A quelle già citate dobbiamo aggiungere altre tre pandemie prima di arrivare alla fine del secolo. Napoli, su cui vorrei soffermarmi, è passata dalle pesti secentesche ai colera più moderni. Solo da metà Ottocento ha subito il colera del 1855, del 1866, del 1873 e ancora quello del settembre 1884 che con estrema violenza divampò nei quartieri bassi, quelli di Mercato, Vicaria, Pendino e Porto.  Era giunto il momento di risolvere veramente i problemi sociali. La rivoluzione di Pasteur e l’isolamento dell’agente patogeno da parte di Koch (proprio nel 1884) permettevano la giusta diagnosi batteriologica, quindi efficaci controlli sanitari, una altrettanto efficace opera di prevenzione supportata dall’adozione della quarantena. Ma a Napoli non poteva bastare. I quartieri degradati versavano in pessime condizioni igienico-sanitarie. Questa tragedia di risonanza nazionale fu denunciata da Matilde Serao (scrittrice, giornalista, fondatrice e direttrice del quotidiano Il Mattino). Il libro di Matilde Serao si intitola Il ventre di Napoli nel quale descrisse una realtà umana, materiale, spirituale, ormai infetta e insostenibile. Questo l’incipit: «Efficace la frase, Voi non lo conoscevate, onorevole Depretis, il ventre di Napoli. Avevate torto, perché voi siete il Governo e il Governo deve saper tutto».

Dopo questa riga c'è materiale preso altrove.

PR #1523, opened 2017-06-08
Invalid read in system source/nvtable and in file destination

furiel:
This patchset contains fixes for two invalid read issues:
- System source: a value (program name) that needs to be added to nvtable is invalidated due to nvtable realloc.
- File destination: in case target file cannot be created, reopen_timer goes on infinitely, not stopped even after syslog-ng stops. Thus the scheduled timer has invalid cookie, thus an invalid read occurs during syslog-ng stop.

A little more verbose description can be found in commit messages.

### DIFF
--- a/lib/logwriter.c
+++ b/lib/logwriter.c
@@ -1357,6 +1357,9 @@ log_writer_deinit(LogPipe *s)
   log_writer_stop_watches(self);
   iv_event_unregister(&self->queue_filled);
 
+  if (iv_timer_registered(&self->reopen_timer))
+    iv_timer_unregister(&self->reopen_timer);
+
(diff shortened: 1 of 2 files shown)


kira-syslogng:

kira-syslogng:

furiel:
I needed to update/force push the file destination part. The previous attempt planned to use the log_writer_stop_watches for deinitializing the time_reopen function as well, but it seems it is not desinged to do that. As I understand log_writer_stop_watches (together with log_writer_start_watches) is only planned to be used to execute reopen/suspend logic. In the end I reverted my change on self->watches_running, and called the iv_timer_unregister for reopen_timer in the deinit function instead.

PR #1524, opened 2017-06-08
gprocess: fix oracle-8-jvm related issue

lbudai:
The java8 oracle implementation puts two additional variables to
the environ(it is reallocated by libc). It caused crash in java
destination during our testing process.

The fix: track how many items we put to the environ array,
and free only those items. This works as libc use memcpy when realloc
the environ array and the new items appeded to the end of the
reallocated array.

### DIFF
--- a/lib/gprocess.c
+++ b/lib/gprocess.c
@@ -104,6 +104,10 @@ static gboolean stderr_present = TRUE;
 static int have_capsyslog = FALSE;
 #endif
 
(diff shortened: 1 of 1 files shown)


kira-syslogng:

bazsi:
Ugh, this seems like a problem that was difficult to diagnose. Well done.

pzoleex:
ok this fix solves the crash (I tried it where the crash happened originally)

PR #1528, opened 2017-06-12
g_process_finish: reverting attempt to fix memleak

furiel:
The reason why environ is copied during g_process_set_argv_space so to be
able to overwrite process title in ps/top commands to
supervisor. In bsd there is setproctitle call which solve this,
but currently it is not available for linux.

The problem is that modules can add their own env variables to the
list, which must not be freed here, otherwise it would result
double free (e.g some version of Oracle Java). One might also would
try to track which environment variables are added by syslog-ng,
and free only those. There is still a problem with this, **environ
itself cannot be freed in some cases. For example libcurl registers
an at_exit function which needs an environment variable, that would
be freed here before at_exit is called, resulting in invalid read.

As this leak does not cause any real problem like accumulating over
time, it is safe to leave it as it is.

### DIFF
--- a/lib/gprocess.c
+++ b/lib/gprocess.c
@@ -104,10 +104,6 @@ static gboolean stderr_present = TRUE;
 static int have_capsyslog = FALSE;
 #endif
 
-#if SYSLOG_NG_HAVE_ENVIRON
-static gint env_ctr;
-#endif
-
 /* global variables */
 static struct
 {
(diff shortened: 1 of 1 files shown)


lib/gprocess.c
```diff
@@ -1446,13 +1446,25 @@ void
...
 #ifdef SYSLOG_NG_HAVE_ENVIRON
-  for (gint i = 0; i < env_ctr && environ[i] != NULL; i++)
-    g_free(environ[i]);
-
-  g_free(environ);
-
-  if (process_opts.argv_orig)
-    free(process_opts.argv_orig);
+  /**
+   * There were various attempts to eliminate this leak. The reason
```
presidento: The _"to eliminate this leak"_ expression is not self-explaining without the context of this patch.

I would rather use the _"to free  the `environ` variable"_ expression.

kira-syslogng:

Continuiamo a leggere: «Il governo a cui arriva la statistica della mortalità e quella dei delitti; il governo a cui arrivano i rapporti dei prefetti, dei questori, degli ispettori di polizia, dei delegati; il governo a cui arrivano i rapporti dei direttori delle carceri; il governo che sa tutto: quanta carne si consuma in un giorno e quanto vino si beve in un anno, in un paese; quante femmine disgraziate, diciamo così, vi esistano, e quanti ammoniti siano i loro amanti di cuore, quanti mendichi non possano entrare nelle opere pie e quanti vagabondi dormano in istrada, la notte; quanti nullatenenti e quanti commercianti vi sieno; quanto renda il dazio consumo, quanto la fondiaria, per quanto s’impegni al Monte di Pietà e quanto renda il lotto. Quest’altra parte, questo ventre di Napoli, se non lo conosce il Governo, chi lo deve conoscere?».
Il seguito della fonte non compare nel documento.